→ **Work instruction**
Transcribe exactly the span of lines that begins the records and ends with the line holding "- we ask to", both boundary lines included.

(Extracted records)
PR #3099, opened 2023-10-04
Added support for readiness based auto monitoring

### LINKED ISSUE #3089: RFE: liveness probes feedback
#### Title
RFE: liveness probes feedback

#### Description

We would like that you reconsider:

1. Customer remarked that liveness probes are meant to restart the containers, not to check if the containers are ready to accept traffic. 

Usually the probes used in both readiness and liveness  probes are the same but it might not be always the case. Hence:

- we ask to replace the liveness probes by readiness probes (and replace the keywords in the configs)

2. We previously understood that there RFE for liveness probes came from a different customer and hence it required to have it by default. Given that it is not the case we strongly encourage you to:

- make none the default value because readiness/liveness probes are a) a change in behaviour from all other previous CIS implementations and b) it might cause high load in customer systems. This customer, Kostas and me also think this is the most sensible approach. It is better to amend this now than further later on.

#### Solution Proposed

- change the behaviour to none ASAP
- replace liveness-probes to readiness-probes later on

vklohiya:
**Description**:  Add support for readiness based auto monitoring

**Changes Proposed in PR**:  Moved from pod liveness probe based health monitor to readiness probe based health monitor for autoMonitor. Added support for TCP probe with readiness.

**Fixes**: resolves #3089 

## General Checklist
- [x] Smoke testing completed

### DIFF
--- a/docs/RELEASE-NOTES.rst
+++ b/docs/RELEASE-NOTES.rst
@@ -9,16 +9,21 @@ Added Functionality
 **What's new:**
     * Multi Cluster
     * Next Generation Routes
-        * Improvements in pod liveness probe based health monitor and autoMonitor support for NextGenRoutes. See `Example <https://github.com/F5Networks/k8s-bigip-ctlr/tree/master/docs/config_examples/next-gen-routes/configmap>`_
+        * Moved from pod liveness probe based health monitor to readiness probe based health monitor for autoMonitor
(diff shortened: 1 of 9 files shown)


charanm08 (approved):
LGTM

arzzon (approved):
LGTM

PR #3111, opened 2023-10-13
Added support for pod-concurrent-connections

### LINKED ISSUE #3086: RFE: Implement annotation equivalent to haproxy.router.openshift.io/pod-concurrent-connections
#### Title

Implement annotation equivalent to haproxy.router.openshift.io/pod-concurrent-connections 

#### Description

Customer wants to have this functionality at Route level.

The functionality is implemented with the following AS3 PoolMember attribute: connectionLimit. That is, the annotation value will need to be applied to all pool members.

#### Actual Problem

This functionality avoids backends' overload and it has been widely used in BIG-IP.  Implementing it allows customers to switch from OpenShift's default HA-Proxy to BIG-IP.

#### Solution Proposed

Create an annotation at Route level. Ideally, this annotation should be available to equivalent resource types for functionality: VirtualServer and Ingress but also TransportServer.

#### Additional context

Implementing this at Route level means that if a service is reused between two Routes the connection limit value might be overridden. The customer is fine with this behavior. The customer prefers to have this at Route level instead of Service level. 

If two Routes with different connection limits share the same service, the customer can always create a separated Service to avoid the limits to be overridden.

vklohiya:
**Description**:  Added support for pod-concurrent-connections

**Changes Proposed in PR**:

**Fixes**: resolves #3086 

## General Checklist
- [x] Smoke testing completed

## CRD Checklist

### DIFF
--- a/docs/RELEASE-NOTES.rst
+++ b/docs/RELEASE-NOTES.rst
@@ -10,6 +10,7 @@ Added Functionality
     * Multi Cluster
     * Next Generation Routes
         * Moved from pod liveness probe based health monitor to readiness probe based health monitor for autoMonitor
+        * Support for new route annotation **virtual-server.f5.com/pod-concurrent-connections**, See `Example <https://github.com/F5Networks/k8s-bigip-ctlr/tree/master/docs/config_examples/next-gen-routes/routes>`_
     * CRD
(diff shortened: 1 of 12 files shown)


arzzon (approved):
LGTM

PR #3178, opened 2023-12-04
Add MultiCluster support for IPAM controller by prepending custom keys

### LINKED ISSUE #3160: Infoblox IPAM assigns the same IP to each of the two different clusters.
#### Title
Infoblox IPAM assigns the same IP to each of the two different clusters.

#### Description
1. There are two different clusters.
2. Two different clusters each have F5 CIS installed and are linked to the same F5 BIG-IP Appliance LTM.
3. F5 CIS in two different clusters are connected to the same Infoblox IPAM and have the same Label and CIDR.
4. In two different clusters, set the LB Type as follows.
-- Service Name is the same. (ex: nginx-svc)
-- Infoblox IPAM Label is the same.

In the above situation, what we want is for two different clusters to be assigned different VIPs and set up LB with different virtual addresses on the F5 BIG-IP Appliance.

#### Actual Problem
If you set it as described in the description,

Each cluster is assigned the same IP, so one VS is created in the F5 BIG-IP Appliance. When you enter the kubectl get svc command in each cluster, it is confirmed that both clusters are assigned the same IP.

Even if you check in Infoblox IPAM, it is confirmed that only 1 IP is assigned.

#### Solution Proposed
I would like to be assigned different IPs from Infoblox IPAM through a separate identifier such as a key or ID.

#### Alternatives
All you need to do is to assign different IPs through the separator that was an option in the helm used when linking ipam and a separate annotation in the LB Type.

nandakishorepeddi:
**Description**:  Add MultiCluster support for IPAM controller by prepending custom keys

**Changes Proposed in PR**:

**Fixes**: resolves #3160 

## General Checklist
- [x] Smoke testing completed

## CRD Checklist


vklohiya (approved):
LGTM

Issue #3209, opened 2023-12-22
[LOGS] Missing context in some log messages


alonsocamaro:
#### Setup Details
 CIS Version : 2.15.1 (pre-release)
 Build: quay.io/f5networks/k8s-bigip-ctlr-devel:d3ba34519282070bc0e16778828d6bb28e63304d     
 
 #### Description  
 
The following log messages don´t have context required to figure out what/where it is missing:

Example 1) 

```
"2023/12/22 09:35:02 [INFO] [MultiCluster] There is no externalClustersConfig section or there are no clusters defined in it."
```

it should specify the resource type and resource name

Example 2) 

```
"2023/12/22 12:07:01 [WARNING] service '{service-green  openshift-ingress}'  not found"
```

It should indicate the cluster name

alonsocamaro:
Another example is the next similar log message:

```
2023/12/26 10:17:04 [ERROR] Error: Service openshift-ingress/service-green not found
```

Issue #3207, opened 2023-12-22
[COSMETIC] typo in log message Some of the mandatory parameters (clusterName/namespace/serviceName/servicePort) are missing


alonsocamaro:
#### Setup Details
 CIS Version : 2.15.1 (pre-release)     
 Build: quay.io/f5networks/k8s-bigip-ctlr-devel:d3ba34519282070bc0e16778828d6bb28e63304d        

#### Description  
  
The log message "Some of the mandatory parameters (clusterName/namespace/serviceName/servicePort) are missing" should say "port" instead of "servicePort" as per CRD

#### Steps To Reproduce

Configure a VS with extendedServiceReference and using "servicePort"

#### Expected Result 

The log should say "port" instead of "servicePort"

PR #3211, opened 2023-12-27
Improved the context for few logs

### LINKED ISSUE #3210: [LOGS] suggested additional changes
#### Title
It is believed the following could be made more user friendly

#### Description

About CIS HA, the following messages are shown when the primary goes down:

```
[cloud-user@ocp-provisioner cis-config]$ oc -n cis-mc-twotier logs deployment/k8s-bigip1-ctlr-deployment | grep primary
2023/12/26 10:16:48 [INFO] [MultiCluster] Enqueueing primary CIS/cluster down event
2023/12/26 10:16:48 [INFO] posting declaration on primary cluster down event
```

I find that:

1) the user would like to see when a when a probe fails as WARNING (indicating as suplementary the error message, no tcpdump should be required to figure out)
2) the user would like to see an additional message alike:
2023/12/26 10:16:48 [WARNING] [MultiCluster] X probes failed with primary CIS endpoint. Declaring the primary CIS DOWN.
3) if the primary comes back up an additional INFO message should be shown

The two messages above in the grep command could be DEBUG level IMHO

Additionally, It is not obvious to me (I don´t know what it means either) the following message:

```
2023/12/26 10:16:48 [INFO] [Request: 3] cluster local requested  in HACIS /
```

vklohiya:
**Description**: Improved the context for few logs

**Fixes**: resolves #3210 
#3209 
#3207 

## General Checklist
- [x] Smoke testing completed

### DIFF
--- a/pkg/controller/informers.go
+++ b/pkg/controller/informers.go
@@ -1101,6 +1101,8 @@ func getClusterLog(clusterName string) string {
 	clusterNameLog := ""
 	if clusterName != "" {
 		clusterNameLog = "from cluster: " + clusterName
+	} else {
+		clusterNameLog = fmt.Sprintf("from cluster: %v", Local)
 	}
 	return clusterNameLog
 }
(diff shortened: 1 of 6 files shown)


nandakishorepeddi (approved):
LGTM

PR #3224, opened 2024-01-08
#3208 service and servicePort params are required in Virtual Server CRD

### LINKED ISSUE #3208: [MINOR] Using only extendedServiceReferences fails
#### Setup Details
 CIS Version : 2.15.1 (pre-release)     
 Build: quay.io/f5networks/k8s-bigip-ctlr-devel:d3ba34519282070bc0e16778828d6bb28e63304d 

#### Description  
  
As per conversation with Vivek it should be possible to specify the following

```
apiVersion: "cis.f5.com/v1"
kind: VirtualServer
metadata:
  name: route-blue
  namespace: openshift-ingress
  labels:
    f5cr: "true"
spec:
  host: shop.multicluster.com
  ipamLabel: test
  hostGroup: multicluster.com
  tlsProfileName: tls-reencrypt-shop
  pools:
  - path: /
    monitor:
      interval: 5
      timeout: 16
      type: https
      name: /Common/shop.multicluster.com
      reference: bigip
    extendedServiceReferences:
    - clusterName: ocp1
      namespace: openshift-ingress
      serviceName: service-blue
      port: 443
    - clusterName: ocp2
      namespace: openshift-ingress
      serviceName: service-blue
      port: 443
    - clusterName: ocp3
      namespace: openshift-ingress
      serviceName: service-blue
      port: 443
```

where there is no default service stanza (which is used for the CIS HA instances) and instead all service instances in the different clusters should be specified in the extendedServiceReferences explicitly.

When the above configuration is used the AS3 declaration has missing the serviceName and hence the name of the pool doesn´t follow the expected syntax:

```
2023/12/22 11:47:36 [ERROR] [AS3] Raw response from Big-IP: map[code:422 declarationFullId: errors:[/mc-twotier/Shared: propertyName "__openshift_ingress_shop_multicluster_com" should match pattern "^[A-Za-z]([0-
9A-Za-z_.-]{0,188}[0-9A-Za-z_.])?$"] message:declaration is invalid] 
```

#### Steps To Reproduce
1) Apply the above configuration

#### Expected Result 

It should work as per converation with Vivek

#### Observations (if any)

- The behaviour indicated by Vivek is not documented at present and I find it should be documented, given that this alternative syntax (only using extendedServiceReferences) makes the VS definition independent on whether there is CIS in HA mode or not and in which CIS the VS config is applied (same manifest always)

- It is likely this also happens for the TransportServer

vidyasagar-m:
**Description**:  Using only extendedServiceReferences fails

**Changes Proposed in PR**: Made the service and servicePort params mandatory in the pool components of VS CRD

**Fixes**: resolves #3208

## General Checklist
- [ ] Added examples for new feature
- [ ] Updated the documentation
- [ ] Smoke testing completed

## CRD Checklist


vklohiya (approved):
LGTM

PR #3254, opened 2024-01-29
support sslProfile in https monitor

### LINKED ISSUE #3236: RFE: Support for automatic creation of https monitors with SNI
#### Title
Support for automatic creation of https monitors with SNI

#### Description

At time of this writing it is required for customers to create https monitors in order to health check an application that is hosting several domain names. This is the typical case of sending traffic to an ingress controller (2-tier deployments).

This requires:

- the creation of a server TLS profile
- the creation of the monitor itself

as follows:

→ **Response box**
PR #3099, opened 2023-10-04
Added support for readiness based auto monitoring

### LINKED ISSUE #3089: RFE: liveness probes feedback
#### Title
RFE: liveness probes feedback

#### Description

We would like that you reconsider:

1. Customer remarked that liveness probes are meant to restart the containers, not to check if the containers are ready to accept traffic. 

Usually the probes used in both readiness and liveness  probes are the same but it might not be always the case. Hence:

- we ask to replace the liveness probes by readiness probes (and replace the keywords in the configs)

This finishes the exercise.